Anyway, position is still the same, are the insurers involved. Your solicitor should have absolute certainty in this as if there is no insurance, you will have to pay a substantial amount of legal and other bills to get case to court.


----------



## Maryb50 (21 Sep 2017)

Hi! Ravima, saga still goes on. Just two weeks ago, our new extension roof collapsed - 16 months after it was completed! Luckily it happened when we were out, and no one was injured. It appeared there was rotting from condensation as insulation was not put in correctly. We have had to get the works done and get another mortgage. Current bill for all 70k. Someone mentioned engineer's professional body - we did this - it seems engineer didn't even do planning search, didn't supervise the works hardly at all, allowed the builder to give certs for radon when none was put in. Did not do a loading for the structure. Passed electrical work - sockets etc completely wrong all over house, even though against building regulations. Reported that three was a new foundation put in, when there wasn't - investigative work just done. Had provided me with a grossly insufficient contract, had not done Health and Safety Documentation for the renovation, and the most offending thing to his professional body was that he refused to give us the Certs of Compliance unless (which are now useless), unless we withdrew our complaint from his professional body.  Re. my solicitor, I feel I have to do most of the running re reports from new engineer and QS report, my solicitor will often take quite a while to follow up on this stuff -even when we have asked a few times - we feel so stressed by it. Wonder if new solicitor would make any difference?


----------



## PaddyBloggit (21 Sep 2017)

Maryb50 said:


> Wonder if new solicitor would make any difference?



Perhaps .... you need to get your advice from a professional you can trust 100%.

Looking for advice on this matter from an online forum is certainly not going to solve it.

You have serious issues that need sorting. It looks to me that you're going around in circles.

If your solicitor can't handle it, then yes, it's time to look for one who can.


----------



## Ravima (21 Sep 2017)

PaddyBloggit has summed it up in 4 sentences. I would add a 5th - are there Insurers involved? this is what I have asked from the start. If there is NO insurer involved, how do you expect to get money?


----------



## Maryb50 (21 Sep 2017)

Thanks, Paddy Bloggit and Ravima - I think I will just change solicitors to someone I feel is more competent and less laid back, though it's hard to judge this on a first meeting. 

In relation to insurance - there is a QS involved for the other side, according to my Barrister, he is working for the insurance company. They are making moves to settle, contacting my QS, raising queries on works carried out so far, and looking for fee notes from 'professionals' involved in my case, but still nothing in writing to say the insurers are involved, and still no certs of compliance or planning cert.


----------



## DirectDevil (23 Sep 2017)

So sorry to see that this has turned into a bigger nightmare for you. I am horrified by the structural failure - more evidence, if it was needed !!
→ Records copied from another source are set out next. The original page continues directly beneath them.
Issue #5430, opened 2022-02-16
ConvNormActivation block for 3D convolutions


jdsgomes:
### 🚀 The feature

I suggest we add a `Conv3d` equivalent for the  `ConvNormActivation` block

### Motivation, pitch

This will be used in the upcoming ResNext3d implementation. 

### Alternatives

I see two possible alternatives:

1. We can re-purpose the existing method in a BC way  by adding an extra named parameter `conv layer` with default value of `Conv2D`. 

2. We can explicitly add a new class `Conv3DNormActivation`, which will be very similar to the existing one.

oke-aditya:
In my opinion 2nd one is better. 

I can give a shot at this :)

jdsgomes:
Thanks for the feedback @oke-aditya!

I was thinking and discussing with @datumbox offline, and I'm inclined to the following solution:

1. Create an Alias for the existing `ConvNormActivation` and call it `Conv2dNormActivation`. (this will be done in a separate PR. I would also add a deprecation warning for the ConvNormActivation in this case.
2. Create a new method for 3D convolutions named `Conv3dNormActivation`, which seems to be your preferred method too. 

The advantages of this approach is that we have a clear naming convention in line with the `nn.Conv2d` and `nn.Conv3d`  from pytorch, and we wouldn't have to validate invalid combinations of `norm_layer` and  the new `conv_layer` paramter in `ConvNormActivation`.

The major disadvantage is that the current `ConvNormActivation` is already used in [9 models](https://github.com/pytorch/vision/search?q=ConvNormActivation) inside TorchVision and [numerous places](https://github.com/search?p=3&q=ConvNormActivation&type=Code) externally but I think this can be mitigated with the deprecation warning and fazing out in future releases.

jdsgomes:
Also, thank you for offering to give it a shot, let's just wait for some more feedback and then would be great if you wish to work on it!

jdsgomes:
@oke-aditya I kicked off by renaming the `ConvNormActivation` as we all seem to be aligned. Looking forward to your contribution for step 2.

oke-aditya:
Nice will do this over the weekend :smile:

PR #5440, opened 2022-02-18
Rename ConvNormActivation to Conv2dNormActivation

jdsgomes:
Addresses https://github.com/pytorch/vision/issues/5430

Renames `ConvNormActivation` to `Conv2dNormActivation` and adds deprecation warning in `ConvNormActivation`

cc @datumbox @oke-aditya

### DIFF
--- a/torchvision/ops/misc.py
+++ b/torchvision/ops/misc.py
@@ -1,5 +1,5 @@
 from typing import Callable, List, Optional
-
+import warnings
 import torch
 from torch import Tensor
 
@@ -65,7 +65,7 @@ class FrozenBatchNorm2d(torch.nn.Module):
         return f"{self.__class__.__name__}({self.weight.shape[0]}, eps={self.eps})"
 
 
-class ConvNormActivation(torch.nn.Sequential):
+class Conv2dNormActivation(torch.nn.Sequential):
     """
     Configurable block used for Convolution-Normalzation-Activation blocks.
 
@@ -123,6 +123,15 @@ class ConvNormActivation(torch.nn.Sequential):
         _log_api_usage_once(self)
         self.out_channels = out_channels
 
+
+class ConvNormActivation(Conv2dNormActivation):
+    def __init__(self, *args, **kwargs):
+        warnings.warn(
+            "The ConvNormActivation class are deprecated since 0.13 and will be removed in 0.15. "
+            "Use torchvision.ops.misc.ConvNormActivation instead.",
+            FutureWarning,
+        )
+        super().__init__(*args, **kwargs)
 
 class SqueezeExcitation(torch.nn.Module):
     """
--- a/docs/source/ops.rst
+++ b/docs/source/ops.rst
@@ -45,5 +45,5 @@ Operators
     FeaturePyramidNetwork
     StochasticDepth
     FrozenBatchNorm2d
-    ConvNormActivation
+    Conv2dNormActivation
     SqueezeExcitation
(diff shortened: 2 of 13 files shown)


torchvision/ops/misc.py
```diff
@@ -124,6 +124,15 @@ def __init__(
...
 
+class ConvNormActivation(Conv2dNormActivation):
+    def __init__(self, *args, **kwargs):
+        warnings.warn(
+            "The ConvNormActivation class are deprecated since 0.13 and will be removed in 0.15. "
+            "Use torchvision.ops.misc.ConvNormActivation instead.",
+            FutureWarning,
+        )
+        super().__init__(*args, **kwargs)
+
```
datumbox, line 135: 1 more new line needed.

oke-aditya (commented):
Can we use layers on [line 105 ](https://github.com/pytorch/vision/pull/5440/files#diff-c5d99dd50d7b031f14fb1ff63e467861267f5677ceed3ce45ee5dbd154fecd19R105)as [nn.ModuleList](https://pytorch.org/docs/stable/generated/torch.nn.ModuleList.html) ? I think that's what pytorch recommends for storing list of layers.

oke-aditya:
Also smallest nit. There is a typo in convolution spelling on Line 79. I

datumbox:
@oke-aditya Thanks for the comments, I wish Github could allow comments on unmodified lines. It would assist reviews so much.

> Can we use layers on line 105 as nn.ModuleList ? 

I think it's fine to extend directly from Sequential here. It's an idiom we use often at TorchVision. 

> Also smallest nit. There is a typo in convolution spelling on Line 79.

Great spot! `torchvision/ops/misc.py` line 79 reads `convolutiuon`

> By the way where do we test this function?

We test it as part of multiple models that use it. There is a point to be made that each op could be tested separately, but this is quite common with many layers (for example `BackboneWithFPN`).

jdsgomes:
Thank you @datumbox and @oke-aditya for the comments. I will address those. 

But before that, and taking into account the discussion in https://github.com/pytorch/vision/pull/5445, I am thinking if I should instead reformulate this as making `ConvNormActivation` parametrisable with the type of convolution.

Then both `Conv2dNormActivation` and `Conv3dNormActivation` would inherit from the parent `ConvNormActivation`.

In this version we would have the disadvantage of making `ConvNormActivation` more complicated as discussed earlier but we wouldn't have to deprecate it, and the inheritance would be more natural. Thoughts?

datumbox:
@jdsgomes Sounds good to me. I wouldn't worry too much about trying to detect all the possible incorrect combos that the user might pass to the base class in that case. I think `ConvNormActivation` can be extended in a BC way and then use the 2d and 3d versions as shortcuts.

Let's see how the implementation looks like and chat again.

oke-aditya:
Yeah we can do this. Also just name the base class as `_convrNormActivation`. As I think that is not supposed to be used. And we can then deprecate `ConvNormActivation`.

oke-aditya:
Looks like me and @datumbox just jinxed at same time to comment. :eyes: I can try doing this, but will take a couple of days time.

jdsgomes:
@oke-aditya the timeline works, so fell free to give it a shot.

I will cancel this PR and suggest a new PRs:
- turn  `convNormActivation` into `_convNormActivation` and make it generic, plus create an alias with a deprecation warning.
- create the 2d and 3d versions of _convNormActivation 

Finally, if your priorities change just let me know and I can work on it.

oke-aditya:
I will give this a go in couple of days. :smile:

Solicitors dealing with litigation cannot always hurry it up as it does grind on slowly at some stages. Changing solicitors at this stage could be a major source of additional stress as you have to start from the beginning with them and they might not be much different. The previous work done should not be a waste of time however.
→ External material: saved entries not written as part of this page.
Issue #5336, opened 2022-02-03
port datasets from the old to the new API


pmeier:
The new dataset API is now stable enough to start porting more datasets from the old API. For the `0.13.0` release planned for 2022H2 we want to achieve at least feature parity for the new API. If you want to help out, please comment on the respective issue so we can assign it to you.

The process of adding a dataset to the new API is described [here](https://github.com/pytorch/vision/blob/main/torchvision/prototype/datasets/_builtin/README.md). In addition, we already ported some datasets that you could use as reference. In any case, if you are blocked by something feel free to send a partial PR and ping me there so I can help.

The following datasets need to be ported:

## Image classification

Image classification datasets are good starting point if you are not familiar with the dataset or the new API since they these datsets tend to be the easiest.

- [x] #5337
- [x] #5338
- [x] #5339 [^1]
- [x] #5340 [^1]
- [x] #5341
- [x] #5342
- [x] #5343
- [x] #5344 [^3]
- [x] #5345
- [x] #5346
- [x] #5347
- [x] #5348
- [x] #5349 [^1]
- [x] #5350
- [x] #5351
- [x] #5352

## Image detection or segmentation

Image detection or segmentation datasets tend to be a little harder since one needs to merge more infomation into one sample compared to classification. My suggestion is to only pick one of these if you are either familiar with the dataset or the new API so you don't have two manage two things at once.

- [ ] #5353 (@vfdev-5 )
- [x] #5354 [^2]
- [x] #5355 [^2] [^3]
- [x] #5356 [^2]
- [x] #5367

## Image pairs

We are still designing how exactly image pair datasets should be implemented. I list them here for completeness, but I suggest not picking up any of them until the design is finished.

- [x] #5357
- [x] #5358

## Video classification

We are still designing how exactly video datasets should be implemented. I list them here for completeness, but I suggest not picking up any of them until the design is finished.

- [x] #5359
- [x] #5360
- [x] #5361

## Optical flow

We are still designing how exactly optical flow datasets should be implemented. I list them here for completeness, but I suggest not picking up any of them until the design is finished.

- [x] #5362 [^3]
- [x] #5363
- [x] #5364
- [x] #5365
- [x] #5366

[^1]: These datasets do not provide public download links for the data so they might be harder to work on.
[^2]: These datasets are implemented as classification datasets in the old API, but provide extra annotations for detection or segmentation.
[...]

PR #5441, opened 2022-02-18
Implementation for cityscapes in proto datasets

### LINKED ISSUE #5353: Cityscapes

vfdev-5:
Fixes #5353

Related to https://github.com/pytorch/vision/issues/5336

Description:
- Implementation for cityscapes in proto datasets

### DIFF
--- a/docs/source/ops.rst
+++ b/docs/source/ops.rst
@@ -20,6 +20,8 @@ Operators
     box_iou
     clip_boxes_to_image
     deform_conv2d
+    drop_block2d
+    drop_block3d
     generalized_box_iou
     generalized_box_iou_loss
     masks_to_boxes
@@ -48,3 +50,5 @@ Operators
     Conv2dNormActivation
     Conv3dNormActivation
     SqueezeExcitation
+    DropBlock2d
+    DropBlock3d
--- a/references/classification/utils.py
+++ b/references/classification/utils.py
@@ -166,17 +166,7 @@ class ExponentialMovingAverage(torch.optim.swa_utils.AveragedModel):
         def ema_avg(avg_model_param, model_param, num_averaged):
             return decay * avg_model_param + (1 - decay) * model_param
 
-        super().__init__(model, device, ema_avg)
-
-    def update_parameters(self, model):
-        for p_swa, p_model in zip(self.module.state_dict().values(), model.state_dict().values()):
-            device = p_swa.device
-            p_model_ = p_model.detach().to(device)
-            if self.n_averaged == 0:
-                p_swa.detach().copy_(p_model_)
-            else:
-                p_swa.detach().copy_(self.avg_fn(p_swa.detach(), p_model_, self.n_averaged.to(device)))
-        self.n_averaged += 1
+        super().__init__(model, device, ema_avg, use_buffers=True)
 
 
 def accuracy(output, target, topk=(1,)):
--- a/test/test_ops.py
+++ b/test/test_ops.py
@@ -2,6 +2,7 @@ import math
 import os
 from abc import ABC, abstractmethod
 from functools import lru_cache
+from itertools import product
 from typing import Callable, List, Tuple
 
 import numpy as np
@@ -48,6 +49,16 @@ class DeformConvModuleWrapper(nn.Module):
 
 
 class StochasticDepthWrapper(nn.Module):
+    def __init__(self, obj):
+        super().__init__()
+        self.layer = obj
+        self.n_inputs = 1
+
+    def forward(self, a):
+        self.layer(a)
+
+
+class DropBlockWrapper(nn.Module):
     def __init__(self, obj):
         super().__init__()
         self.layer = obj
@@ -1355,6 +1366,88 @@ class TestUtils:
 
         assert len(params[0]) == 92
         assert len(params[1]) == 82
+
+
+class TestDropBlock:
+    @pytest.mark.parametrize("seed", range(10))
+    @pytest.mark.parametrize("dim", [2, 3])
+    @pytest.mark.parametrize("p", [0, 0.5])
+    @pytest.mark.parametrize("block_size", [5, 11])
+    @pytest.mark.parametrize("inplace", [True, False])
+    def test_drop_block(self, seed, dim, p, block_size, inplace):
+        torch.manual_seed(seed)
+        batch_size = 5
+        channels = 3
+        height = 11
+        width = height
+        depth = height
+        if dim == 2:
+            x = torch.ones(size=(batch_size, channels, height, width))
+            layer = ops.DropBlock2d(p=p, block_size=block_size, inplace=inplace)
+            feature_size = height * width
+        elif dim == 3:
+            x = torch.ones(size=(batch_size, channels, depth, height, width))
+            layer = ops.DropBlock3d(p=p, block_size=block_size, inplace=inplace)
+            feature_size = depth * height * width
+        layer.__repr__()
+
+        out = layer(x)
+        if p == 0:
+            assert out.equal(x)
+        if block_size == height:
+            for b, c in product(range(batch_size), range(channels)):
+                assert out[b, c].count_nonzero() in (0, feature_size)
+
+    @pytest.mark.parametrize("seed", range(10))
+    @pytest.mark.parametrize("dim", [2, 3])
+    @pytest.mark.parametrize("p", [0.1, 0.2])
+    @pytest.mark.parametrize("block_size", [3])
+    @pytest.mark.parametrize("inplace", [False])
+    def test_drop_block_random(self, seed, dim, p, block_size, inplace):
+        torch.manual_seed(seed)
+        batch_size = 5
+        channels = 3
+        height = 11
+        width = height
+        depth = height
+        if dim == 2:
+            x = torch.ones(size=(batch_size, channels, height, width))
+            layer = ops.DropBlock2d(p=p, block_size=block_size, inplace=inplace)
+        elif dim == 3:
+            x = torch.ones(size=(batch_size, channels, depth, height, width))
+            layer = ops.DropBlock3d(p=p, block_size=block_size, inplace=inplace)
+
+        trials = 250
+        num_samples = 0
+        counts = 0
+        cell_numel = torch.tensor(x.shape).prod()
+        for _ in range(trials):
+            with torch.no_grad():
+                out = layer(x)
+            non_zero_count = out.nonzero().size(0)
+            counts += cell_numel - non_zero_count
+            num_samples += cell_numel
+
+        assert abs(p - counts / num_samples) / p < 0.15
+
+    def make_obj(self, dim, p, block_size, inplace, wrap=False):
+        if dim == 2:
+            obj = ops.DropBlock2d(p, block_size, inplace)
+        elif dim == 3:
+            obj = ops.DropBlock3d(p, block_size, inplace)
+        return DropBlockWrapper(obj) if wrap else obj
+
+    @pytest.mark.parametrize("dim", (2, 3))
+    @pytest.mark.parametrize("p", [0, 1])
+    @pytest.mark.parametrize("block_size", [5, 7])
+    @pytest.mark.parametrize("inplace", [True, False])
+    def test_is_leaf_node(self, dim, p, block_size, inplace):
+        op_obj = self.make_obj(dim, p, block_size, inplace, wrap=True)
+        graph_node_names = get_graph_node_names(op_obj)
+
+        assert len(graph_node_names) == 2
+        assert len(graph_node_names[0]) == len(graph_node_names[1])
+        assert len(graph_node_names[0]) == 1 + op_obj.n_inputs
 
 
 if __name__ == "__main__":
--- a/test/test_video_gpu_decoder.py
+++ b/test/test_video_gpu_decoder.py
@@ -3,7 +3,7 @@ import os
 
 import pytest
 import torch
-from torchvision.io import _HAS_VIDEO_DECODER, VideoReader
+from torchvision.io import _HAS_GPU_VIDEO_DECODER, VideoReader
 
 try:
     import av
@@ -13,7 +13,7 @@ except ImportError:
 VIDEO_DIR = os.path.join(os.path.dirname(os.path.abspath(__file__)), "assets", "videos")
 
 
-@pytest.mark.skipif(_HAS_VIDEO_DECODER is False, reason="Didn't compile with support for gpu decoder")
+@pytest.mark.skipif(_HAS_GPU_VIDEO_DECODER is False, reason="Didn't compile with support for gpu decoder")
 class TestVideoGPUDecoder:
     @pytest.mark.skipif(av is None, reason="PyAV unavailable")
     @pytest.mark.parametrize(
--- a/torchvision/io/__init__.py
+++ b/torchvision/io/__init__.py
@@ -5,9 +5,9 @@ import torch
 from ..utils import _log_api_usage_once
 
 try:
-    from ._load_gpu_decoder import _HAS_VIDEO_DECODER
+    from ._load_gpu_decoder import _HAS_GPU_VIDEO_DECODER
 except ModuleNotFoundError:
-    _HAS_VIDEO_DECODER = False
+    _HAS_GPU_VIDEO_DECODER = False
 from ._video_opt import (
     Timebase,
     VideoMetaData,
@@ -119,7 +119,7 @@ class VideoReader:
         self.is_cuda = False
         device = torch.device(device)
         if device.type == "cuda":
-            if not _HAS_VIDEO_DECODER:
+            if not _HAS_GPU_VIDEO_DECODER:
                 raise RuntimeError("Not compiled with GPU decoder support.")
             self.is_cuda = True
             if device.index is None:
@@ -218,7 +218,7 @@ __all__ = [
     "_read_video_timestamps_from_memory",
     "_probe_video_from_memory",
     "_HAS_VIDEO_OPT",
-    "_HAS_VIDEO_DECODER",
+    "_HAS_GPU_VIDEO_DECODER",
     "_read_video_clip_from_memory",
     "_read_video_meta_data",
     "VideoMetaData",
--- a/torchvision/io/_load_gpu_decoder.py
+++ b/torchvision/io/_load_gpu_decoder.py
@@ -3,6 +3,6 @@ from ..extension import _load_library
 
 try:
     _load_library("Decoder")
-    _HAS_VIDEO_DECODER = True
+    _HAS_GPU_VIDEO_DECODER = True
 except (ImportError, OSError):
-    _HAS_VIDEO_DECODER = False
+    _HAS_GPU_VIDEO_DECODER = False
--- a/torchvision/ops/__init__.py
+++ b/torchvision/ops/__init__.py
@@ -11,6 +11,7 @@ from .boxes import (
 )
 from .boxes import box_convert
 from .deform_conv import deform_conv2d, DeformConv2d
+from .drop_block import drop_block2d, DropBlock2d, drop_block3d, DropBlock3d
 from .feature_pyramid_network import FeaturePyramidNetwork
 from .focal_loss import sigmoid_focal_loss
 from .giou_loss import generalized_box_iou_loss
@@ -55,4 +56,8 @@ __all__ = [
     "Conv3dNormActivation",
     "SqueezeExcitation",
     "generalized_box_iou_loss",
+    "drop_block2d",
+    "DropBlock2d",
+    "drop_block3d",
+    "DropBlock3d",
 ]
--- a/torchvision/ops/drop_block.py
+++ b/torchvision/ops/drop_block.py
@@ -1,0 +1,155 @@
+import torch
+import torch.fx
+import torch.nn.functional as F
+from torch import nn, Tensor
+
+from ..utils import _log_api_usage_once
+
+
+def drop_block2d(
+    input: Tensor, p: float, block_size: int, inplace: bool = False, eps: float = 1e-06, training: bool = True
+) -> Tensor:
+    """
+    Implements DropBlock2d from `"DropBlock: A regularization method for convolutional networks"
+    <https://arxiv.org/abs/1810.12890>`.
+
+    Args:
+        input (Tensor[N, C, H, W]): The input tensor or 4-dimensions with the first one
+                    being its batch i.e. a batch with ``N`` rows.
+        p (float): Probability of an element to be dropped.
+        block_size (int): Size of the block to drop.
+        inplace (bool): If set to ``True``, will do this operation in-place. Default: ``False``.
+        eps (float): A value added to the denominator for numerical stability. Default: 1e-6.
+        training (bool): apply dropblock if is ``True``. Default: ``True``.
+
+    Returns:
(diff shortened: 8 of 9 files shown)


torchvision/prototype/datasets/_builtin/cityscapes.py
```diff
@@ -0,0 +1,211 @@
...
+    "CityscapesClass",
+    ["name", "id", "train_id", "category", "category_id", "has_instances", "ignore_in_eval", "color"],
+)
+
+
+class Cityscapes(Dataset):
+
+    categories_to_details: FrozenMapping = FrozenMapping(
+        {
+            "unlabeled": CityscapesClass("unlabeled", 0, 255, "void", 0, False, True, (0, 0, 0)),
```
pmeier, line 59: It seems, all of this information is exposed to the user, but never used internally. Is this just static information or would it make sense to include it in the samples?

pmeier (commented):
Thanks @vfdev-5. I have a few questions and mostly simplifications inline.

torchvision/prototype/datasets/_builtin/cityscapes.py
vfdev-5: It is used in `extra=dict(classname_to_details=self.categories_to_details),` and is exposed to the user as in the previously implementation

torchvision/prototype/datasets/_builtin/cityscapes.py
```diff
@@ -0,0 +1,211 @@
...
+        "gtCoarse.zip": "3555e09349ed49127053d940eaa66a87a79a175662b329c1a26a58d47e602b5b",
+        "gtFine_trainvaltest.zip": "40461a50097844f400fef147ecaf58b18fd99e14e4917fb7c3bf9c0d87d95884",
+        "leftImg8bit_trainextra.zip": "e41cc14c0c06aad051d52042465d9b8c22bacf6e4c93bb98de273ed7177b7133",
+        "leftImg8bit_trainvaltest.zip": "3ccff9ac1fa1d80a6a064407e589d747ed0657aac7dc495a4403ae1235a37525",
+    }
+
+    def resources(self, config: DatasetConfig) -> List[OnlineResource]:
+        resources: List[OnlineResource] = []
+        if config.mode == "fine":
+            resources += [
```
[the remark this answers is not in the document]
vfdev-5: I think mypy does not like `[CityscapesResource(...), CityscapesResource(...)]` without explicit hint of `List[OnlineResource]`.

torchvision/prototype/datasets/_builtin/cityscapes.py
```diff
@@ -0,0 +1,211 @@
...
+                    sha256=self._FILES_CHECKSUMS[f"leftImg8bit_{split_label}.zip"],
+                ),
+                CityscapesResource(file_name="gtCoarse.zip", sha256=self._FILES_CHECKSUMS["gtCoarse.zip"]),
+            ]
+        return resources
+
+    def _filter_split_images(self, data: Tuple[str, Any], *, req_split: str) -> bool:
+        path = Path(data[0])
+        split = path.parent.parts[-2]
+        return split == req_split and ".png" == path.suffix
```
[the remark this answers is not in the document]
vfdev-5: Yes, I had that in mind but then thought about performance overhead we bring by that granularity, I'll measure the diff in times later.

torchvision/prototype/datasets/_builtin/cityscapes.py
```diff
@@ -0,0 +1,211 @@
...
+
+    def _filter_group_targets(self, data: Tuple[str, Any]) -> str:
+        path = Path(data[0])
+        split = path.parent.parts[-2]
+        stem = Path(path).stem
+        i = stem.rfind("_gt")
+        stem = stem[:i]
+        return f"{split}_{stem}"
```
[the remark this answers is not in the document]
vfdev-5: Yes, this can work here.

torchvision/prototype/datasets/_builtin/cityscapes.py
```diff
@@ -0,0 +1,211 @@
...
+            stem = Path(path).stem
+            for target_type in ["instance", "label", "polygon", "color"]:
+                if target_type in stem:
+                    if target_type == "polygon":
+                        enc_data = json.loads(data.read())
+                    else:
+                        enc_data = EncodedImage.from_file(data)
+                    output[target_type] = enc_data
+                    output[f"{target_type}_path"] = path
+                    break
```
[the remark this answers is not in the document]
vfdev-5: I left a comment on L158 :)

torchvision/prototype/datasets/_builtin/cityscapes.py
```diff
@@ -0,0 +1,211 @@
...
+        self,
+        resource_dps: List[IterDataPipe],
+        *,
+        config: DatasetConfig,
+    ) -> IterDataPipe[Dict[str, Any]]:
+        archive_images, archive_targets = resource_dps
+
+        images_dp = Filter(archive_images, filter_fn=partial(self._filter_split_images, req_split=config.split))
+
+        targets_dp = Grouper(
```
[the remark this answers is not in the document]
vfdev-5: `_filter_group_targets` provides the split, so thus we can avoid additional filtering. Even with your suggestion as city names are all different between train/test/val we do not need to filter I think

torchvision/prototype/datasets/_builtin/cityscapes.py
```diff
@@ -0,0 +1,211 @@
...
+
+        samples = IterKeyZipper(
+            images_dp,
+            targets_dp,
+            key_fn=img_key_fn,
+            ref_key_fn=target_key_fn,
+            buffer_size=INFINITE_BUFFER_SIZE,
+        )
+        samples = hint_sharding(samples)
+        samples = hint_shuffling(samples)
```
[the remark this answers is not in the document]
vfdev-5: For my understanding, why do you think it would be better there ?

vfdev-5:
@pmeier thanks for the review

torchvision/prototype/datasets/_builtin/cityscapes.py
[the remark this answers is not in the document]
pmeier: `hint_shuffling` uses an infinite buffer and thus fewer input data is better. Plus, AFAIK, we should shard as soon as possible to help the data loader. cc @VitalyFedyunin for details.

torchvision/prototype/datasets/_builtin/cityscapes.py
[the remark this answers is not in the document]
pmeier: In that case either cast or ignore it.

torchvision/prototype/datasets/_builtin/cityscapes.py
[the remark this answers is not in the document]
pmeier: Better yet, can't we also use the suggestion from https://github.com/pytorch/vision/pull/5441#discussion_r811398825 here?

torchvision/prototype/datasets/_builtin/cityscapes.py
```diff
@@ -0,0 +1,211 @@
...
+            buffer_size=INFINITE_BUFFER_SIZE,
+            group_size=4,
+        )
+
+        def img_key_fn(data: Tuple[str, Any]) -> str:
+            stem = Path(data[0]).stem
+            stem = stem[: -len("_leftImg8bit")]
+            return stem
+
+        def target_key_fn(data: Tuple[Any, Any]) -> str:
```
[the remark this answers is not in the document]
pmeier: > Your suggestion to return a str should be `"-".join(path.name.split("_", 3)[:3])`.

Is it necessary to use a string as key or can we get away with just using list if 3 strings? If the key needs to be hashable, I suggest we simply convert it into a tuple.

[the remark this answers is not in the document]
pmeier: > Well, "complicated" is rather subjective opinion.

True. "Complicated for what they are doing" is probably a better fit. From the two functions I couldn't see that they actually do the same thing.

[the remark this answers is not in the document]
pmeier: > it is ~25% faster.

What time constants are we talking here? I'm guessing speed on these operations is hardly a factor in the overall pipeline.

torchvision/prototype/datasets/_builtin/cityscapes.py
pmeier: My point is: what does the user do with this information? I reckon `color` is useful to parse a segmentation mask. The `category` looks like what we called `super_category` in COCO. So maybe we can just provide two dictionaries in the extra information that map the category to its color and super category respectively?

torchvision/prototype/datasets/_builtin/cityscapes.py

If settlement proposals are to be advanced eventually it would be preferable to have a settlement meeting involving your solicitor and counsel and their counterparts for the defendant(s). Ultimately, it is the barristers who will knock out the final suggested deal so don't worry too much about the solicitor.

My breath is taken at the arrogance and audacity of the engineer's proposition about withdrawal of a complaint to the professional body. Au contraire, I would be thinking *very seriously* about an additional complaint to the Gardaí for _fraud_ and associated offences and possible _reckless endangerment.
_
*Once you have got definitive confirmation that there are professional indemnity insurers actually formally involved for the engineer you should be alright*.


----------



## T McGibney (23 Sep 2017)

DirectDevil said:


> My breath is taken at the arrogance and audacity of the engineer's proposition about withdrawal of a complaint to the professional body.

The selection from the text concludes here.